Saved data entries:
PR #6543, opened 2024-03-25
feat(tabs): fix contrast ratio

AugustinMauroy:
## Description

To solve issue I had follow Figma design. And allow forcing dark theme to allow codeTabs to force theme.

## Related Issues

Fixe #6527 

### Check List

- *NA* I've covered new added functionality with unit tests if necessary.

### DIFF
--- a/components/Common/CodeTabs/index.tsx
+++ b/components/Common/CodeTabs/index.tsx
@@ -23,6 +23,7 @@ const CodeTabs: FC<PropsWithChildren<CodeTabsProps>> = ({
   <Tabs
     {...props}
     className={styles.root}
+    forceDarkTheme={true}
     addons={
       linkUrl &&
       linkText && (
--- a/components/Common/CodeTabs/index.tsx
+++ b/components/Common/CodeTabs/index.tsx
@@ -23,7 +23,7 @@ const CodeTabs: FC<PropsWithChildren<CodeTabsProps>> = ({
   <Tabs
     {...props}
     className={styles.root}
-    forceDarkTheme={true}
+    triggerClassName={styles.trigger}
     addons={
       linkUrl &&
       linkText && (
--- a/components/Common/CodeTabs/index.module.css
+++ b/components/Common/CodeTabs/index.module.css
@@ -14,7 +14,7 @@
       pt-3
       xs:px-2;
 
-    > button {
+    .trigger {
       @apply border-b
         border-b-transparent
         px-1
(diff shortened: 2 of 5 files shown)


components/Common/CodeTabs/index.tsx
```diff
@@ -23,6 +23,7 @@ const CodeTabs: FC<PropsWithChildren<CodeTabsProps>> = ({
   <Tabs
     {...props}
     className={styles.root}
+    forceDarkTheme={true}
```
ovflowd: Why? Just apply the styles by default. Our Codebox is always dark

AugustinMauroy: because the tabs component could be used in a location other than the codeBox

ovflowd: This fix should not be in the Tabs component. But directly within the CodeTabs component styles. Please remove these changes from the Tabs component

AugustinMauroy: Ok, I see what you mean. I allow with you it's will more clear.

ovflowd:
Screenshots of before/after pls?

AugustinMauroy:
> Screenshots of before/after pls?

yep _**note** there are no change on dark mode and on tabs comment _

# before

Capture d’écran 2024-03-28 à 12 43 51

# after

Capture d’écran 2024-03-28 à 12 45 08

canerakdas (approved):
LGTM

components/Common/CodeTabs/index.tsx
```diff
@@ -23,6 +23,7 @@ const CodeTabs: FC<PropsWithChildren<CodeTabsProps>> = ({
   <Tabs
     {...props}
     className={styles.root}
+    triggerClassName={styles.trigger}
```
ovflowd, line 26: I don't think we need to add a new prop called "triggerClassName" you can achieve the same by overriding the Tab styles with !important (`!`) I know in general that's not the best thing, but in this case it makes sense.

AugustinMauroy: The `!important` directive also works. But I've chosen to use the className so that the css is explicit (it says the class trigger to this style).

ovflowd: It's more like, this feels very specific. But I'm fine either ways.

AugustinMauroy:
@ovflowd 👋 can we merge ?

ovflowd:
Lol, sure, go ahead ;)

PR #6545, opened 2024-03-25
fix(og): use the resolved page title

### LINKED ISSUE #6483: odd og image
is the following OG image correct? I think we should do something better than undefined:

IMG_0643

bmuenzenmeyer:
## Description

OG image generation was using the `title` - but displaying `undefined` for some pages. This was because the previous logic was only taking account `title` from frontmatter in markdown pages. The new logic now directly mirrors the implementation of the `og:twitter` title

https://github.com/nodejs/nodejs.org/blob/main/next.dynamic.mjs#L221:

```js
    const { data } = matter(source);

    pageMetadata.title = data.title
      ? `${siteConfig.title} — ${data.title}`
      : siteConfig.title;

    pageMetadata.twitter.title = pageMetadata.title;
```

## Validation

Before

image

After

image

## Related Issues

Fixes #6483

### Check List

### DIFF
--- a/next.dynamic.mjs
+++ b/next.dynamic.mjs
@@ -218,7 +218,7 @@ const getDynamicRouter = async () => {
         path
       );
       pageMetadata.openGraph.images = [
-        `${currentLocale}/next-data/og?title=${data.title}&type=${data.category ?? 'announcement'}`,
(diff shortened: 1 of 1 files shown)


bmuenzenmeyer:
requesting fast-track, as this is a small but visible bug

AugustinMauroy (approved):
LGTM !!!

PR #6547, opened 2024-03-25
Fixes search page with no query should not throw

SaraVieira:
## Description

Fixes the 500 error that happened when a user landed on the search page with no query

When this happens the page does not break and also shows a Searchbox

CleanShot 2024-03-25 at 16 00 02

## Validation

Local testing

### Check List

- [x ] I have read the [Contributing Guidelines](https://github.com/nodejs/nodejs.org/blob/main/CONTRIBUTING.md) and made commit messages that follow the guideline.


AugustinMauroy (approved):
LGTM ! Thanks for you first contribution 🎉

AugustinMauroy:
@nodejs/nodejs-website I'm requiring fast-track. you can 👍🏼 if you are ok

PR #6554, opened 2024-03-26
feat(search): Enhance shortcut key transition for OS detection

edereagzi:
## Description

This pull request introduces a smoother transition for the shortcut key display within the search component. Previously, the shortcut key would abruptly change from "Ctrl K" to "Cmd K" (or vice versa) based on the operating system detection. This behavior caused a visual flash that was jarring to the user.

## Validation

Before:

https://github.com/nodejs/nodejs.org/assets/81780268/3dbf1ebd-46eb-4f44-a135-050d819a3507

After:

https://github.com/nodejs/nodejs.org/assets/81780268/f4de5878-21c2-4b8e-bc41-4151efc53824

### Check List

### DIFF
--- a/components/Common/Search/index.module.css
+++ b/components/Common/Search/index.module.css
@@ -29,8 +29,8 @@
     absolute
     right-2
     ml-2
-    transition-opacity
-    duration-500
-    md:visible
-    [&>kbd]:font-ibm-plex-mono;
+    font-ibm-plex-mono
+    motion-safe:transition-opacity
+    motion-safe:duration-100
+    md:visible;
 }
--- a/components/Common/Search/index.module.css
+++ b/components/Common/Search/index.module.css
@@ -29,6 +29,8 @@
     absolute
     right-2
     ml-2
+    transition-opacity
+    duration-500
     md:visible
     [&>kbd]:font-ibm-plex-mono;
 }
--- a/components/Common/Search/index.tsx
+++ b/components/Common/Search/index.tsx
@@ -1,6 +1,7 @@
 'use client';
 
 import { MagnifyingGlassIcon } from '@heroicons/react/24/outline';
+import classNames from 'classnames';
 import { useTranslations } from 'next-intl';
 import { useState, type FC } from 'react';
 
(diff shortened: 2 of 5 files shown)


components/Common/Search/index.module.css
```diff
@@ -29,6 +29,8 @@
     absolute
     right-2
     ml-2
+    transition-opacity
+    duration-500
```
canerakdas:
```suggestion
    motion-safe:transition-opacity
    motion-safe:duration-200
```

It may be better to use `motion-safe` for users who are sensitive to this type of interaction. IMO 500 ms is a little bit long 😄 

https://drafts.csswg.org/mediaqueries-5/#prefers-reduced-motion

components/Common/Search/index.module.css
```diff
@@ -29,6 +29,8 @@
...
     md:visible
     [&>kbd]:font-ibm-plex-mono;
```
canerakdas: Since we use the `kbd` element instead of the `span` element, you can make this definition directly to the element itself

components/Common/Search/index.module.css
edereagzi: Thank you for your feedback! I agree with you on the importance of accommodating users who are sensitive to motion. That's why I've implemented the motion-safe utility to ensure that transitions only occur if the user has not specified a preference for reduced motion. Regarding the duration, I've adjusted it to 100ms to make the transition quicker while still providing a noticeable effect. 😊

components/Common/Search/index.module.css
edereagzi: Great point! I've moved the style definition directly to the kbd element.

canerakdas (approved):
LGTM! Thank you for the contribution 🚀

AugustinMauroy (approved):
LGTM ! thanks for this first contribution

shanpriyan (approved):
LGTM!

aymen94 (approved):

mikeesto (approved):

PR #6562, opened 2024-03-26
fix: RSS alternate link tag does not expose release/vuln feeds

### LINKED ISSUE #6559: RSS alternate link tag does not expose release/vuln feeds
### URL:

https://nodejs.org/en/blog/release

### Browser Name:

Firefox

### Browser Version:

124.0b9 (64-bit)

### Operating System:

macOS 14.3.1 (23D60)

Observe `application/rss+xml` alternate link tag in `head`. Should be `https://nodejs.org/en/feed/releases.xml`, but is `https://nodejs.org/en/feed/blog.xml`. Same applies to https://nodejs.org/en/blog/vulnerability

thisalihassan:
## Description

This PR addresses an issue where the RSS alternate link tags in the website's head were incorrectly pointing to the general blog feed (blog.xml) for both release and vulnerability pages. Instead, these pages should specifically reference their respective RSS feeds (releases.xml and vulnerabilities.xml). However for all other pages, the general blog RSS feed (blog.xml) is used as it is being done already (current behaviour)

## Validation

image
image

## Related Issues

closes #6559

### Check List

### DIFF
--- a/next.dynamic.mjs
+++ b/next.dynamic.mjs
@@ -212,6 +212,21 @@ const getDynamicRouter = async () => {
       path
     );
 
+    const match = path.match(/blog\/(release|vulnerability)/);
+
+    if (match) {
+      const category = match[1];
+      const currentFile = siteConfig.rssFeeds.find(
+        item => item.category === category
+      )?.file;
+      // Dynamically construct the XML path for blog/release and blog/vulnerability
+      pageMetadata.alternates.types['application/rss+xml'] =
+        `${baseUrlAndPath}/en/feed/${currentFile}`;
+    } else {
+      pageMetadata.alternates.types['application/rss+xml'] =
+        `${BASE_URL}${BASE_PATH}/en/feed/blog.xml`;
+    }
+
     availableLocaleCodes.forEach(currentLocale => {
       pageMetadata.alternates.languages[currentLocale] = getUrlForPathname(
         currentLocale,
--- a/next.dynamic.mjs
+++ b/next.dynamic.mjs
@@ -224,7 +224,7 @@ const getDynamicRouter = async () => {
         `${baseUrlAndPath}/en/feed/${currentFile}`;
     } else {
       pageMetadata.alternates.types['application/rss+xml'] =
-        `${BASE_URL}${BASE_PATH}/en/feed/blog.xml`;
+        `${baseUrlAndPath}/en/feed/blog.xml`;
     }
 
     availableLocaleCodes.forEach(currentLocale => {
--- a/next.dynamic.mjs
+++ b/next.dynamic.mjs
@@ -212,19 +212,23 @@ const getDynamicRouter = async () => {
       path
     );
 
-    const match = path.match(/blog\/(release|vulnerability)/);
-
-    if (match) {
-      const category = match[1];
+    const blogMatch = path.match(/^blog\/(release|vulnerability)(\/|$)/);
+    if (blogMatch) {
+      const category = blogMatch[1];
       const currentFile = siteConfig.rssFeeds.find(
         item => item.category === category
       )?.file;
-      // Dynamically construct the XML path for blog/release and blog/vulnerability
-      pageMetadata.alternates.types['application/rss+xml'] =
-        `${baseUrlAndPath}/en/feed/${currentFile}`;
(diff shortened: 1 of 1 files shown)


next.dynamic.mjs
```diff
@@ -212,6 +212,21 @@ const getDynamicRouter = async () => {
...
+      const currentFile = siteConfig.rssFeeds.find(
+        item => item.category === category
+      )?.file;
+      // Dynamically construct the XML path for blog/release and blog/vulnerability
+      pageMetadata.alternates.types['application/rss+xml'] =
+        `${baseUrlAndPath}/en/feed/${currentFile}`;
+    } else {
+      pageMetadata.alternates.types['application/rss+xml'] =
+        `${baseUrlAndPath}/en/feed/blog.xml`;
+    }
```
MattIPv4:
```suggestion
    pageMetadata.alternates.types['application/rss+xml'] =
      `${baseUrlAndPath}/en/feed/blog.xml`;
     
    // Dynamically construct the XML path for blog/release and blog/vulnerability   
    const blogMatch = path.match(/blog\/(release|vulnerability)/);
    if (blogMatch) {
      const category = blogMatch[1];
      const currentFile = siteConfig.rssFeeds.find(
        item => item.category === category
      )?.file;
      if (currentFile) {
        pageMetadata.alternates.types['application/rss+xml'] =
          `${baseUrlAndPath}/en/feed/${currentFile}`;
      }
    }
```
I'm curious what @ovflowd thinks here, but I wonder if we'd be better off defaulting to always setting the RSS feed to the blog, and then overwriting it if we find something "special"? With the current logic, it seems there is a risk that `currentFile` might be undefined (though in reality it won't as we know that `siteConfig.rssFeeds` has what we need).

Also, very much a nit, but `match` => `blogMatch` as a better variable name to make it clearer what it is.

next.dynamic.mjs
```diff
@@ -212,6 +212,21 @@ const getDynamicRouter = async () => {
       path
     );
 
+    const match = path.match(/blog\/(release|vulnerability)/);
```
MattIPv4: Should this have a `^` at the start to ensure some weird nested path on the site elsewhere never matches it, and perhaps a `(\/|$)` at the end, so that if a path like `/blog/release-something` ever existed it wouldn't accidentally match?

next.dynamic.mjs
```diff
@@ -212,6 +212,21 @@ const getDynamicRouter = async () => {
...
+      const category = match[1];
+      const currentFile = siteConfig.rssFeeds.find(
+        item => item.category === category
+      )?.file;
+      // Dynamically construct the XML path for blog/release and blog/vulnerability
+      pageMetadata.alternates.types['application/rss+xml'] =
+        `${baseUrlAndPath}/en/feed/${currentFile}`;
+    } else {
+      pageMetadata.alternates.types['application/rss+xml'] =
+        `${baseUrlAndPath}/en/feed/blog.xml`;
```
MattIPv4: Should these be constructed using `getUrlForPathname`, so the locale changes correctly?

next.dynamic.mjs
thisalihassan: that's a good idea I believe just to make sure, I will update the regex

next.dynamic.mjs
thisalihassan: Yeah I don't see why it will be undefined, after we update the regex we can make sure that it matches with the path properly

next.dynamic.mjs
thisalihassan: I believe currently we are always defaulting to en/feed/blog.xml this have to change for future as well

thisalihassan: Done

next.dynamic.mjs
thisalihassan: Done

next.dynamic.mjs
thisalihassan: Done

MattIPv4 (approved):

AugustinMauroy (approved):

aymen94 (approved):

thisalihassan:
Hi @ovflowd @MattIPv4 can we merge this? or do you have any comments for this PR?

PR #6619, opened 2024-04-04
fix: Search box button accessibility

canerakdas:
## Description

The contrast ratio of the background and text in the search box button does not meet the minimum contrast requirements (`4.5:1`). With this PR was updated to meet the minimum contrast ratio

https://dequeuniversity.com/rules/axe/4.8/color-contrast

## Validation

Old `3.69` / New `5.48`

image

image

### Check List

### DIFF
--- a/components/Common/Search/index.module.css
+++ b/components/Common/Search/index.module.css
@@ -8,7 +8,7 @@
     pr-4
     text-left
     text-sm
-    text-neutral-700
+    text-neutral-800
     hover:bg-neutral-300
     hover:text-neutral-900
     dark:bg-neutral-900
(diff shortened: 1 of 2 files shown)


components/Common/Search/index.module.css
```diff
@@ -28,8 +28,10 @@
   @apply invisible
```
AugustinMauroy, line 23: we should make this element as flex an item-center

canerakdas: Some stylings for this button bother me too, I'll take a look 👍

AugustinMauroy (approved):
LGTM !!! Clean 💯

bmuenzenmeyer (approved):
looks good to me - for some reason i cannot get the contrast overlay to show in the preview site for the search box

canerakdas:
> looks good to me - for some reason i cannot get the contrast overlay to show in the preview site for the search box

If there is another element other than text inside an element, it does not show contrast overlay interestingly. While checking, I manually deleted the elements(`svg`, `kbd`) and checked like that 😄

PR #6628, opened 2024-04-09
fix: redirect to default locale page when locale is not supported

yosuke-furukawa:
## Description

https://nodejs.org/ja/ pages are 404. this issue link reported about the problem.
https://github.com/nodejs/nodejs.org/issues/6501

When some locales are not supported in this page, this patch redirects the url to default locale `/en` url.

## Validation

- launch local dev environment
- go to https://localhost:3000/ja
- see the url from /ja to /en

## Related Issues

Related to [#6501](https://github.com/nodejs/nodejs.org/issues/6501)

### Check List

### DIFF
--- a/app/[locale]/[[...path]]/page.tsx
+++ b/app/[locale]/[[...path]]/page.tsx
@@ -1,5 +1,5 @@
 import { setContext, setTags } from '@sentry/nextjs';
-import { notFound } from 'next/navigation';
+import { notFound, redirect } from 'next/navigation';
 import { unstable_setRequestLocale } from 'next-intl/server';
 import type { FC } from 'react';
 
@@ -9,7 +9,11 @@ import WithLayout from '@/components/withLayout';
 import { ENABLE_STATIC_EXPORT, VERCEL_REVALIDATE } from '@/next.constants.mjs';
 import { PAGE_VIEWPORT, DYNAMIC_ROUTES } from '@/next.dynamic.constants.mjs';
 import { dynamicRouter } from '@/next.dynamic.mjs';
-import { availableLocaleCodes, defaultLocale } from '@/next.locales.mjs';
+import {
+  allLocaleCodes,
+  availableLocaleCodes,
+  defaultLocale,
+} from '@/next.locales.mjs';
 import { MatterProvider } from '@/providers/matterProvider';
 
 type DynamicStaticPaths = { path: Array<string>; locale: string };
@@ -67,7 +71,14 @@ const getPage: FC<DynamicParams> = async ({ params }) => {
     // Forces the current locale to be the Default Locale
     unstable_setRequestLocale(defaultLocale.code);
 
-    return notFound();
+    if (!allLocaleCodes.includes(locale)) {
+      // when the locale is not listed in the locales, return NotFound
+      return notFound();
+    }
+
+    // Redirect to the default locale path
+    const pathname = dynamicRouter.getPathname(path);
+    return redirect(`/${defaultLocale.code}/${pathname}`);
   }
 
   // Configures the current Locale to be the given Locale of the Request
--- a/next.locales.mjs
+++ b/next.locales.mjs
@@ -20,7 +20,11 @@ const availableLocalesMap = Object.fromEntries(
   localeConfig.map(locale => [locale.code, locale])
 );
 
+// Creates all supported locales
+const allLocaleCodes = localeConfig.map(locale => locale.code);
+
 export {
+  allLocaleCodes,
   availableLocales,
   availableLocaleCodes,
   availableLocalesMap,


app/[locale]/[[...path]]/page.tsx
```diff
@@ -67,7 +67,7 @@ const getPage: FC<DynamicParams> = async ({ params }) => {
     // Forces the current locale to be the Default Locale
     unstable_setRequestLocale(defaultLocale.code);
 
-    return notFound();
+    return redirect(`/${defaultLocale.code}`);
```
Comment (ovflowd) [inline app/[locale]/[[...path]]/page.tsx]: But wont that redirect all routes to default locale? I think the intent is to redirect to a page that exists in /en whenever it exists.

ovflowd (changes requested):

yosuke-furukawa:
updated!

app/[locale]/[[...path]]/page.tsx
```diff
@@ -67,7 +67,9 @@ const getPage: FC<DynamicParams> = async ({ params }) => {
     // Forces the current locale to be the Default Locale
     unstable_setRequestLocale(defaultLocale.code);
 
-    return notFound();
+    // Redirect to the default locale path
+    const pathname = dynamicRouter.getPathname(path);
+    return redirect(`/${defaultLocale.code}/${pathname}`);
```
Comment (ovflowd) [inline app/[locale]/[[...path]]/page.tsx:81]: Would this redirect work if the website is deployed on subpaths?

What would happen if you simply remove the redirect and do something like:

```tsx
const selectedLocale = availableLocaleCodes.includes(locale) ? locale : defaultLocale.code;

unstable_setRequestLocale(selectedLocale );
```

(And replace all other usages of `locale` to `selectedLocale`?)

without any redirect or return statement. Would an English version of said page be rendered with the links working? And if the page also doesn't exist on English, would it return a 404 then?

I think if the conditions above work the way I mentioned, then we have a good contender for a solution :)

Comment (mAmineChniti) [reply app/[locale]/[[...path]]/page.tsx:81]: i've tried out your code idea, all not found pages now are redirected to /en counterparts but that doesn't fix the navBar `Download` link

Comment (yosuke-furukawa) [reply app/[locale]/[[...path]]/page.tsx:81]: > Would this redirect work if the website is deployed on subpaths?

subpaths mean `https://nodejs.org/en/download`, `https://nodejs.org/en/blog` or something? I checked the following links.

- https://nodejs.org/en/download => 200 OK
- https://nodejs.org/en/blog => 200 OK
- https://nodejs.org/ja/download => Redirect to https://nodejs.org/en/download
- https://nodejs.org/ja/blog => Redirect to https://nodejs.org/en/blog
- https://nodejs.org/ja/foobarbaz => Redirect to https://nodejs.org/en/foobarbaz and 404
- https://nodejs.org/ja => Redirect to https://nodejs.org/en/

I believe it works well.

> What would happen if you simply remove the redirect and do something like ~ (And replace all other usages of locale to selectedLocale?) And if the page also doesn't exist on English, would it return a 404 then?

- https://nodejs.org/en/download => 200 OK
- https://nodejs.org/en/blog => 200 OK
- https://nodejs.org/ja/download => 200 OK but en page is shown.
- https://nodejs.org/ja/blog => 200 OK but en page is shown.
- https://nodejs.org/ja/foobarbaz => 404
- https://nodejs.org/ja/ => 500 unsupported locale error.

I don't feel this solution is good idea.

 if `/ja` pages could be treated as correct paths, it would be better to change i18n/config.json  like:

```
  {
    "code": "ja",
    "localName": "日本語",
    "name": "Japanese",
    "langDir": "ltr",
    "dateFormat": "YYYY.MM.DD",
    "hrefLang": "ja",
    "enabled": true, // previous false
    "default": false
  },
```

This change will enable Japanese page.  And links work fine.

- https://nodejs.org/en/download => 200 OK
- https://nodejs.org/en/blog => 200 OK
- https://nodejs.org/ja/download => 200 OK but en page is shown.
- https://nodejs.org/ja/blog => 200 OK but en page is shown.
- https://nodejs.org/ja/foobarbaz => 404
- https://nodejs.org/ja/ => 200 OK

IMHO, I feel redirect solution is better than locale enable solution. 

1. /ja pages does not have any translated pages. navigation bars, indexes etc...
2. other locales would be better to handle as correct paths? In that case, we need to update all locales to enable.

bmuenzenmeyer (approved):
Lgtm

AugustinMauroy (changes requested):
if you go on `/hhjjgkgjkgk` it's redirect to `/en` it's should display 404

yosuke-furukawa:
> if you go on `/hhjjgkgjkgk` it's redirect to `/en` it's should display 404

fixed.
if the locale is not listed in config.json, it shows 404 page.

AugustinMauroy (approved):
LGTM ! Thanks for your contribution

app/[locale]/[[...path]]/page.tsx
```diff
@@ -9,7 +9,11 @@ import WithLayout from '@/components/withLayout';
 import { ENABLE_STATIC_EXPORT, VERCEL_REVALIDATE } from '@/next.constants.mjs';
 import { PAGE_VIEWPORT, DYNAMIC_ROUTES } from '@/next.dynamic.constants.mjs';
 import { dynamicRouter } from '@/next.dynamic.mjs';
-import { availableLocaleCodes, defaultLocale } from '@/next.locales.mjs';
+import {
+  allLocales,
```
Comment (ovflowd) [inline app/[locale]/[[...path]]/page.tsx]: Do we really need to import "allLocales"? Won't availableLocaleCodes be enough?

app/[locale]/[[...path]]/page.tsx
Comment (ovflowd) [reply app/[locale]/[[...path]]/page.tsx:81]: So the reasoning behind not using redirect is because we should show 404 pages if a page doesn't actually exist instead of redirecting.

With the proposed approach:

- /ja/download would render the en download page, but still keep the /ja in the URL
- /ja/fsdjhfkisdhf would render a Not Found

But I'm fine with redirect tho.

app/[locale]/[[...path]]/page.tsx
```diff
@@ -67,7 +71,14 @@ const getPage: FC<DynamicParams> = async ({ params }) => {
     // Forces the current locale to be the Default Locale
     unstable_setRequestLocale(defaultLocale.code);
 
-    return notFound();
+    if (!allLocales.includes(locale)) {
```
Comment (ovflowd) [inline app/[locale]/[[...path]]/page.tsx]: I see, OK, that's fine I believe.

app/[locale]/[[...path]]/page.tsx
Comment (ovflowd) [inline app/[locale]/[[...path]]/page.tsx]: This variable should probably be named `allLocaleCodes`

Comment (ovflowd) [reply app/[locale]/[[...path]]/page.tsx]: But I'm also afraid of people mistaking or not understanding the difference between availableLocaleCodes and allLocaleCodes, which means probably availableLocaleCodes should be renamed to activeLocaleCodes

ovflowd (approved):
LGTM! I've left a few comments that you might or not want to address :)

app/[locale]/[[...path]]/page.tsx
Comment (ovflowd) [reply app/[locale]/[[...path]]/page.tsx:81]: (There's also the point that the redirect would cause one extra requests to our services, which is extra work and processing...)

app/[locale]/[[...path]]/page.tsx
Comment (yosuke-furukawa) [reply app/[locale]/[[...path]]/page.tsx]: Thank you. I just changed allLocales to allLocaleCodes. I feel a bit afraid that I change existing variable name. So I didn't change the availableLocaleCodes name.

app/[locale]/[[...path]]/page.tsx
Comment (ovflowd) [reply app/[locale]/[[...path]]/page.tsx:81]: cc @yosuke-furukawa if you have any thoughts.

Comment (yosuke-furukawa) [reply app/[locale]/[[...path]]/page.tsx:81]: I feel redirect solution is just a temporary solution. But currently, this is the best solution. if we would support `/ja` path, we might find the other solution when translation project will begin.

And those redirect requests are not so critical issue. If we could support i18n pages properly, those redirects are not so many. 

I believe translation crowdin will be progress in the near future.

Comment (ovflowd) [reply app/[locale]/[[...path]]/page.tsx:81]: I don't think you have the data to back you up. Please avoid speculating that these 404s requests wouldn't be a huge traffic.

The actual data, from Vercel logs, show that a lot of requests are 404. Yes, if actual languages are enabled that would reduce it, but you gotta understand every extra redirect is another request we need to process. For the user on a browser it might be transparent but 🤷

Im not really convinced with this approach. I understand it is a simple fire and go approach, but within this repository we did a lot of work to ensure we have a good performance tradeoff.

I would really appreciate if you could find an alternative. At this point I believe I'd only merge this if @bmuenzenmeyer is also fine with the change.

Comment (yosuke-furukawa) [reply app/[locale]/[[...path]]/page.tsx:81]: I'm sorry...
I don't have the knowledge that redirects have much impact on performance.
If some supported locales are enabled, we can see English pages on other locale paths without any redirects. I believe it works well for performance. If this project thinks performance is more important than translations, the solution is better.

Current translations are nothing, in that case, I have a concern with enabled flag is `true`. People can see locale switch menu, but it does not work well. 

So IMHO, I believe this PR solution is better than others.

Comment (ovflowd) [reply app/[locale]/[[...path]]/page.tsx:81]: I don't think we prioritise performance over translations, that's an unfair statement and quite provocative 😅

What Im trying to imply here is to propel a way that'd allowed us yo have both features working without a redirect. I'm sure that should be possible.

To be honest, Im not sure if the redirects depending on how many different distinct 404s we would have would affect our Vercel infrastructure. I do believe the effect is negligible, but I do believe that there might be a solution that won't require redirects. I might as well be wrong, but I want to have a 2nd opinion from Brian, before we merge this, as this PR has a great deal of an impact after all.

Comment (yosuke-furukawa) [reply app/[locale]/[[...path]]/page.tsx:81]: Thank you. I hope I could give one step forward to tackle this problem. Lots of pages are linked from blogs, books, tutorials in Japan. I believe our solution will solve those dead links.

TASK DETAILS — Check every line of the records, and copy the ones that hold the word "motion".

ANSWER TO THE EXERCISE —
+    motion-safe:transition-opacity
+    motion-safe:duration-100
    motion-safe:transition-opacity
    motion-safe:duration-200
It may be better to use `motion-safe` for users who are sensitive to this type of interaction. IMO 500 ms is a little bit long 😄 
https://drafts.csswg.org/mediaqueries-5/#prefers-reduced-motion
edereagzi: Thank you for your feedback! I agree with you on the importance of accommodating users who are sensitive to motion. That's why I've implemented the motion-safe utility to ensure that transitions only occur if the user has not specified a preference for reduced motion. Regarding the duration, I've adjusted it to 100ms to make the transition quicker while still providing a noticeable effect. 😊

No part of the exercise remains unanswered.